Sometimes it's hard to write to this blog because I spend so much time trying to keep afloat, keep going, not think about it too much lest it overwhelm me...and sometimes there are just no words for it, just a feeling of sadness, emptiness, and loneliness, and everything else.

Or there'll be a crisis, like I had last week--well, not a crisis-crisis, just something I needed to vent about really a whole lot to someone I trusted implicitly. That list has gotten pretty damn short since Nelson died. He would have been my automatic go-to person. I would have told him, we would have agreed on what a travesty the thing I got upset about was, and I would have gotten it out of my system. I eventually found someone to confide in, but it wasn't the same. It just isn't the same. It's never the same anymore.

"Here and now/ Will we ever be again?/ For I have found/ All that shimmers in this world is sure to fade/ Away/ Again"

Tuesday, April 26, 2011

Good news! Summer internship! Yay!

I have neglected my poor blog, and you, dear readers. But there was a reason for it, and the reason was good. The reason was that I was BUSY. Really busy. Busier than I've been since Nelson died and I lost my job and all that other stuff went down. And I'd think of blogging, but I'd be too busy freaking out about my to-do list.
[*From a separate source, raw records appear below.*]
PR #734, opened 2025-09-15
feat: optimization by concatenating coefficients

ozgurarmanc:
# Description
This PR will optimize Greco circuit by concatenating coefficients of the given polynomials.

Tests shows that this implementation lowers hashing payload costs nearly %66.

# PR Checklist\*
- [x] I have tested the changes locally.
- [x] I have formatted the changes with [Prettier](https://prettier.io/) and/or `nargo fmt` on default settings.

### DIFF
--- a/packages/circuits/crates/libs/greco/src/lib.nr
+++ b/packages/circuits/crates/libs/greco/src/lib.nr
@@ -4,7 +4,7 @@
 // without even the implied warranty of MERCHANTABILITY
 // or FITNESS FOR A PARTICULAR PURPOSE.
 
-use polynomial::{flatten, Polynomial};
+use polynomial::{flatten, packer, Polynomial};
 use safe::SafeSponge;
 
 /// Cryptographic parameters for Greco circuit.
@@ -329,7 +329,7 @@ impl<let N: u32, let L: u32> Greco<N, L> {
     /// # Returns
     /// Vector of challenge values [gamma_0, gamma_1, ..., gamma_{2L-1}]
     fn generate_challenge(self) -> Vec<Field> {
-        let inputs = self.payload::<(10 * N - 4) * L + 4 * N>();
+        let inputs = packer(self.payload::<((10 * N - 4) * L + 4 * N)>());
 
         // Domain separator for Greco circuit - "Greco" in hex
         let domain_separator = [
@@ -341,7 +341,7 @@ impl<let N: u32, let L: u32> Greco<N, L> {
         ];
 
         // IO Pattern: ABSORB(input_size), SQUEEZE(2*L)
-        let input_size = (10 * N - 4) * L + 4 * N;
+        let input_size = (((10 * N - 4) * L + 4 * N) + 2) / 3;
         let io_pattern = [0x80000000 | input_size, 0x00000000 | (2 * L)];
 
         let mut sponge = SafeSponge::start(io_pattern, domain_separator);
--- a/packages/circuits/crates/libs/polynomial/src/lib.nr
+++ b/packages/circuits/crates/libs/polynomial/src/lib.nr
@@ -132,6 +132,50 @@ pub fn flatten<let A: u32, let L: u32, let SIZE: u32>(
     (inputs, offset)
 }
 
+/// Packs an array of `Field` elements into a more compact representation,
+/// grouping three values into a single `Field` element. If the input length
+/// `A` is not divisible by 3, the final packed element is **zero-padded**.
+///
+/// # Type Parameters
+/// * `A` - Number of input coefficients.
+///
+/// # Parameters
+/// * `values` - The input array `[Field; A]` to be packed.
+///
+/// # Returns
+/// * `[Field; (A + 2) / 3]` - A packed array with length equal to
+///   `ceil(A / 3)`.
+///
+/// # Algorithm
+/// - Computes `S = ceil(A / 3)` (using `(A + 2) / 3` for integer division).
+/// - Iterates over each output position `j`:
+///   * Initializes an accumulator `acc = 0`.
+///   * For each of the 3 input slots belonging to this output position:
+///     * Reads `values[idx]` where `idx = 3 * j + i`, or uses `0` if `idx >= A`
+///       (to avoid out-of-bounds access).
+///     * Adds an offset of `2^64` to every value (ensuring positive packing).
+///     * Updates `acc = acc * 2^65 + adjusted_value`.
+/// - Stores `acc` into the output array at position `j`.
+///
+/// # Padding Behavior
+/// If `A % 3 != 0`, the last packed element will include one or two
+/// zero-padded values, ensuring that `values[idx]` is never accessed
+/// out-of-bounds.
+pub fn packer<let A: u32>(values: [Field; A]) -> [Field; (A + 2) / 3] {
+    let mut carrier = [0; (A + 2) / 3];
+    for j in 0..(A + 2) / 3 {
+        let base: Field = 36893488147419103232; // 2^65
+        let mut acc: Field = 0;
+        for i in 0..3 {
+            let idx: u32 = 3 * j + i;
+            let v: Field = if idx < A { values[idx] } else { 0 };
+            acc = acc * base + (v + 18446744073709551616); // + 2^64
+        }
+        carrier[j] = acc;
+    }
+    carrier
+}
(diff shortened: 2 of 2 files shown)


packages/circuits/crates/libs/greco/src/lib.nr
```diff
@@ -163,7 +163,7 @@ impl<let N: u32, let L: u32> Params<N, L> {
 /// * `k1` - Scaled message polynomial
 /// * `r1is`, `r2is` - Randomness polynomials for each i-th CRT basis.
 /// * `p1is`, `p2is` - Randomness polynomials for each i-th CRT basis.
-pub struct Greco<let N: u32, let L: u32> {
+pub struct Greco<let N: u32, let L: u32, let BIT_PK: u32, let BIT_U: u32, let BIT_E: u32, let BIT_K: u32, let BIT_R1: u32, let BIT_R2: u32, let BIT_P1: u32, let BIT_P2: u32> {
```
0xjei, line 166: can you add some comments on the `# Generic Parameters` section above for `BIT_PK`, `BIT_U` etc.

packages/circuits/crates/libs/greco/src/lib.nr
```diff
@@ -233,27 +233,27 @@ impl<let N: u32, let L: u32> Greco<N, L> {
...
         // Flatten public key and ciphertext polynomials first (public inputs)
-        let (inputs, offset) = flatten(inputs, self.pk0is, offset);
-        let (inputs, offset) = flatten(inputs, self.pk1is, offset);
-        let (inputs, offset) = flatten(inputs, self.ct0is, offset);
-        let (inputs, offset) = flatten(inputs, self.ct1is, offset);
+
+        inputs = flatten::<_, _, BIT_PK>(inputs, self.pk0is);
+        inputs = flatten::<_, _, BIT_PK>(inputs, self.pk1is);
+        inputs = flatten::<_, _, BIT_PK>(inputs, self.ct0is);
+        inputs = flatten::<_, _, BIT_PK>(inputs, self.ct1is);
```
0xjei, line 244: why do we have the same `BIT_PK` for `pk` and `ct`? if it's the same size, can we rename it to something meaningful for both?

packages/circuits/crates/libs/greco/src/lib.nr
```diff
@@ -233,27 +233,27 @@ impl<let N: u32, let L: u32> Greco<N, L> {
     ///
```
0xjei, line 233: is the `SIZE` comment still valuable and correct? I'm asking since we removed the `(10 * N - 4) * L + 4 * N` from the payload and we are using the length of the input

packages/circuits/crates/libs/polynomial/src/lib.nr
```diff
@@ -98,38 +98,87 @@ impl<let N: u32> Polynomial<N> {
...
-/// * `poly` - Array of polynomials to flatten
-/// * `offset` - Starting position in the inputs array
-///
-/// # Returns
-/// A tuple containing:
-/// * The updated inputs array with flattened coefficients
-/// * The new offset position after flattening
-pub fn flatten<let A: u32, let L: u32, let SIZE: u32>(
-    mut inputs: [Field; SIZE],
+/// Flatten `L` polynomials (each `Polynomial<A>`) into a linear Vec<Field> of packed carriers.
```
0xjei, line 101: can we improve a bit the docs here? I am having difficulties on understanding the functions

packages/circuits/crates/libs/polynomial/src/lib.nr
```diff
@@ -98,38 +98,87 @@ impl<let N: u32> Polynomial<N> {
...
+/// - Preserves deterministic order: iterate polynomials in `j`, then append all their carriers.
+pub fn flatten<let A: u32, let L: u32, let BIT: u32>(
+    mut inputs: Vec<Field>,
     poly: [Polynomial<A>; L],
-    mut offset: u32,
-) -> ([Field; SIZE], u32) {
+) -> Vec<Field> {
+    // Compute packing layout (must mirror `packer`).
+    let nibble_bits = ((BIT + 3) / 4) * 4; // ceil to multiple of 4
+    let limb_bits = nibble_bits + 4; // +1 nibble offset
```
0xjei, line 112: like, this might be a bit cryptic to read later on if need to make further changes

0xjei: like someone might ask why doing `() / 4) * 4`

packages/circuits/crates/libs/polynomial/src/lib.nr
```diff
@@ -98,38 +98,87 @@ impl<let N: u32> Polynomial<N> {
...
 
-    (inputs, offset)
+    inputs
+}
+
+/// Pack `values` into as few `Field` carriers as possible (hex-aligned).
+/// - `BIT`: bit width of each value (before offset). We round it up to a nibble.
+/// - Limb = `v + 2^nibble_bits` (lifts negatives); radix per limb = `2^(nibble_bits+4)`.
+/// - Packs `group = 254 / (nibble_bits+4)` values per carrier, big-endian; pads tail with `2^nibble_bits`.
+pub fn packer<let A: u32, let BIT: u32>(values: [Field; A]) -> Vec<Field> {
```
0xjei, line 137: same as above. I think for this kind of changes we should aim to have more "formal" documentation in the form of code comments or, if not enough, some kind of markdown - wdyt @auryn-macmillan

packages/circuits/crates/libs/polynomial/src/lib.nr
```diff
@@ -98,38 +98,87 @@ impl<let N: u32> Polynomial<N> {
...
+    assert(BIT >= 1);
+
+    // Align to hex digits (4 bits) and add +1 nibble headroom.
+    let nibble_bits = ((BIT + 3) / 4) * 4; // ceil_to_nibble(BIT)
+    let limb_bits = nibble_bits + 4; // limb width used for packing
+    assert(limb_bits <= 254);
+
+    // Max limbs per 254-bit field element.
+    let group = 254 / limb_bits;
+    assert(group >= 1);
```
0xjei, line 147: these lines are repeated in L110-L116. can we extract them in a meaningful and reusable function?

packages/circuits/crates/libs/safe/src/lib.nr
```diff
@@ -111,7 +111,7 @@ impl<let L: u32> SafeSponge<L> {
     ///
     /// # Arguments
     /// - `input`: Array of field elements to absorb (variable length, must match IO pattern)
-    pub fn absorb(&mut self, input: [Field]) {
+    pub fn absorb(&mut self, input: Vec<Field>) {
```
0xjei, line 114: generally speaking, do we wanna default to `Vec<Field>` instead of `[Field]` in most of the code? What are the tradeoffs there? I'm asking since this change in the poly lib in Noir might affect other circuits

0xjei (commented):
tACK. Left some comments. I think there are almost mandatory (imho) updates to code docs and some things to discuss but overall I'm okay if this gets merged as is. Therefore, I don't want to block the amazing work here and put in a comment.

note: I'm wondering if this packing can be moved in a separated Noir library (iff we are likely want to reuse it in other circuits).

packages/circuits/crates/libs/greco/src/lib.nr
ozgurarmanc: Instead, I added `BIT_CT` to avoid confusion there. I believe this will be a better solution to increase readability since it won't affect anything in the circuit. Wdyt?

packages/circuits/crates/libs/greco/src/lib.nr
ozgurarmanc: Deleted those comments in the latest commit. Thanks for spotting them!

packages/circuits/crates/libs/polynomial/src/lib.nr
ozgurarmanc: Tried to follow that formal approach with the latest commit!

0xjei (approved):
I am assuming this has ready to be merged. If anything arises from  https://github.com/gnosisguild/pvss/issues/17 for the `SIZE` I would prefer to tackle in another PR. thanks @ozgurarmanc for the amazing work here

I did my taxes, which is good, because the government doesn't like it if you don't. Also: tax return. Me likey. But the bigger thing I did was finally send out my CPE (Clinical Pastoral Education) applications. Clinical Pastoral Education is hospital chaplaincy training. A week after sending the first one (the one which had no application fee), I got a call from [that hospital] CPE supervisor saying they were all full up for the summer, but she could save me a spot for the fall extended unit. I said that would be great! She also told me who else was still accepting applications in the area, so I sent the rest of my applications off that day. Before the week was out, I had heard from 2 of them saying they wanted me to interview. Also, I heard from the first hospital--she called and told me that a spot had opened up for the summer unit, would I like to come interview?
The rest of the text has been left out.